Records from a collection
______________________________
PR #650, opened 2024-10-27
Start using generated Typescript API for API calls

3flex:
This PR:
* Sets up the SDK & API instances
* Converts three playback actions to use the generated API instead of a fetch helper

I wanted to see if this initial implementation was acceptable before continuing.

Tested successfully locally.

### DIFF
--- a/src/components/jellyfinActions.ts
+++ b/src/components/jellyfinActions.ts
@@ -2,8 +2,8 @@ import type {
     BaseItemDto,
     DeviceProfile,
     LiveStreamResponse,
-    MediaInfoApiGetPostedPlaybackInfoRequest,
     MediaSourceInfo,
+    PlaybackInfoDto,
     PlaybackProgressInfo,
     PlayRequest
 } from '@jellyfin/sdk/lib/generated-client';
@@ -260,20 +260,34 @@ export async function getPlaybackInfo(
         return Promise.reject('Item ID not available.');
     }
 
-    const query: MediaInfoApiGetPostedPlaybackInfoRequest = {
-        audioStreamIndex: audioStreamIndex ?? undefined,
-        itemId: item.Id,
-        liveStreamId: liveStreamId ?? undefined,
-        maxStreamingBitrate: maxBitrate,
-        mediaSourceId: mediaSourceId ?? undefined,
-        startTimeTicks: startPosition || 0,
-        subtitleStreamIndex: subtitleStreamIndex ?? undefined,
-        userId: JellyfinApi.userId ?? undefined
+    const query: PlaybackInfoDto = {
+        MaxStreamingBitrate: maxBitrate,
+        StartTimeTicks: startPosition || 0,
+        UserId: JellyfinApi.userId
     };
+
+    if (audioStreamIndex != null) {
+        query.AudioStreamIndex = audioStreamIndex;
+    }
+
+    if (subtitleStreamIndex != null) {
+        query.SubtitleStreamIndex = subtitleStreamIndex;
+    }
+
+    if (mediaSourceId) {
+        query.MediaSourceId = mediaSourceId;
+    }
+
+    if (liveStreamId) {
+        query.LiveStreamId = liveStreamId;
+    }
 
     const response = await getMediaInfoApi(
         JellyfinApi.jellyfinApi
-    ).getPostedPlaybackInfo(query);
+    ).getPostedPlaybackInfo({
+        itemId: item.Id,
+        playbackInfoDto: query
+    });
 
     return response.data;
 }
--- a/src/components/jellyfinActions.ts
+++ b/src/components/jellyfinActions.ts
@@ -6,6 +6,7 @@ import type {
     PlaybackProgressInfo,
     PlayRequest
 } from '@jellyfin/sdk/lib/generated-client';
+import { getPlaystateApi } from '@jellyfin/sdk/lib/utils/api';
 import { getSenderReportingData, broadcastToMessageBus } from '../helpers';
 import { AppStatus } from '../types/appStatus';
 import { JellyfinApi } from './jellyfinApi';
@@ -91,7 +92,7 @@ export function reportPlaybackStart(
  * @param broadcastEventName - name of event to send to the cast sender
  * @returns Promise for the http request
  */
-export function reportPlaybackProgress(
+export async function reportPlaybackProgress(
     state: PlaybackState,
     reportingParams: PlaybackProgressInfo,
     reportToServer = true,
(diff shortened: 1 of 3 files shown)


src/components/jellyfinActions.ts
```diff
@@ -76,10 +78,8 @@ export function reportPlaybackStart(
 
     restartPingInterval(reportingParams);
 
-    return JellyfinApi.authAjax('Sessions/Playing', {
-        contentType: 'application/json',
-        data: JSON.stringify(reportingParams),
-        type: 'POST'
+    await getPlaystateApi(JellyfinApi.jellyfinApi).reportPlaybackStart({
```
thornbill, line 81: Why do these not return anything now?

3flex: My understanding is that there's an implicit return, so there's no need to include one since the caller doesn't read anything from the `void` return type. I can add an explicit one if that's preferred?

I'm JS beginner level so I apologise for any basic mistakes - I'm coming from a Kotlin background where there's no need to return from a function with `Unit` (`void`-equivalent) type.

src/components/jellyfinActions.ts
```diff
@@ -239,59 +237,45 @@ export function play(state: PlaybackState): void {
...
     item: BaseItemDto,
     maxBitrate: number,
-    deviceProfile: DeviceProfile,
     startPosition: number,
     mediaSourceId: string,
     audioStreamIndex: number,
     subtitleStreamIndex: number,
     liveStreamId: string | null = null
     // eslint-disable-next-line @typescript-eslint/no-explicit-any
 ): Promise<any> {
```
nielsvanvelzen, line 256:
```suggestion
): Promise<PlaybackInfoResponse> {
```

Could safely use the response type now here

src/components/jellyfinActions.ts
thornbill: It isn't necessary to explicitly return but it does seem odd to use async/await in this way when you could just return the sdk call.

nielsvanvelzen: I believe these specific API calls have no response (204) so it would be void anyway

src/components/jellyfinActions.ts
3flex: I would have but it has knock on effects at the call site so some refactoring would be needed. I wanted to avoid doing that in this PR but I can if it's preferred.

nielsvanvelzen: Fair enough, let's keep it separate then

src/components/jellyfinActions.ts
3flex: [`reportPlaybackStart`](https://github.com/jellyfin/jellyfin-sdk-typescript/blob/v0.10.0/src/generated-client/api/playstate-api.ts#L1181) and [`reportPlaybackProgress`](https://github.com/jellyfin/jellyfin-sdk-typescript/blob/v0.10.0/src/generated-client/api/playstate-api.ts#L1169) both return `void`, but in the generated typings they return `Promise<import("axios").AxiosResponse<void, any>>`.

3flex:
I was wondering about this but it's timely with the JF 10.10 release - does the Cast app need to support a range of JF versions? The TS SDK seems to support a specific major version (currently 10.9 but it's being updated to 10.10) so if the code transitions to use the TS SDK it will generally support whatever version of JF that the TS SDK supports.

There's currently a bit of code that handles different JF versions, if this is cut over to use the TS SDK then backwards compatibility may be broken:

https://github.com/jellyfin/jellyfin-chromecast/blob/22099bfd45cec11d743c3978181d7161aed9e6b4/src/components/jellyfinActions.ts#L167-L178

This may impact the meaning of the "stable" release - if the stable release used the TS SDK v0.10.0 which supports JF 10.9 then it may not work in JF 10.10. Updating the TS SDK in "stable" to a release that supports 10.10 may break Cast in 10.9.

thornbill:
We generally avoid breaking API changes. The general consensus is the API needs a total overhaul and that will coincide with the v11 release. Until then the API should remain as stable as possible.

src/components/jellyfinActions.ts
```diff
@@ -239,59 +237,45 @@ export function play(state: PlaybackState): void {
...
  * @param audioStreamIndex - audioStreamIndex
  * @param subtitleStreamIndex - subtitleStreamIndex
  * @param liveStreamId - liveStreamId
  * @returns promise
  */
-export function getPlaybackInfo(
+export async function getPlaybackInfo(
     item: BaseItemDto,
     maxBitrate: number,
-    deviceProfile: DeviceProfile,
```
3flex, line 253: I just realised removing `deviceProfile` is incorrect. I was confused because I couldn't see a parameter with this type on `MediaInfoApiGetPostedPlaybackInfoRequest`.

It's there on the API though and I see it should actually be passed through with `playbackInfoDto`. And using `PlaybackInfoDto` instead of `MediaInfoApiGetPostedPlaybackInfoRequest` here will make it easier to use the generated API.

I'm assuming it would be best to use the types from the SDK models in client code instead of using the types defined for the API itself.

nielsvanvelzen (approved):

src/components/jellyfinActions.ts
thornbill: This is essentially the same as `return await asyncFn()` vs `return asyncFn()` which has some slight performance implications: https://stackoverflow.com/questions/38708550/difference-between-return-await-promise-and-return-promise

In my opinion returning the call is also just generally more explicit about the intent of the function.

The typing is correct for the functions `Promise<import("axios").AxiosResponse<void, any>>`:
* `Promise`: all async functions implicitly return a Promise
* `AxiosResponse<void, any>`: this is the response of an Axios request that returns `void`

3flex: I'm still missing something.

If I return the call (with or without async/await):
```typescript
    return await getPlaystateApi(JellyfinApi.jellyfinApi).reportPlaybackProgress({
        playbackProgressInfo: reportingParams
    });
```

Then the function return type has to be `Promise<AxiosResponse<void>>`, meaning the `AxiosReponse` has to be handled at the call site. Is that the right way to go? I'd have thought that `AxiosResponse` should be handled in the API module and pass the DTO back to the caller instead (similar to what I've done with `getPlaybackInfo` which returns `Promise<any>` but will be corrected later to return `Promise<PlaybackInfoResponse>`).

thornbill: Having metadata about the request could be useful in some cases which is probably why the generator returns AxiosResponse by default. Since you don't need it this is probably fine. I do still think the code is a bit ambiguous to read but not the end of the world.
______________________________
Those lines above that contain the string "avoid" should be returned.

### TASK RESULT
3flex: I would have but it has knock on effects at the call site so some refactoring would be needed. I wanted to avoid doing that in this PR but I can if it's preferred.
We generally avoid breaking API changes. The general consensus is the API needs a total overhaul and that will coincide with the v11 release. Until then the API should remain as stable as possible.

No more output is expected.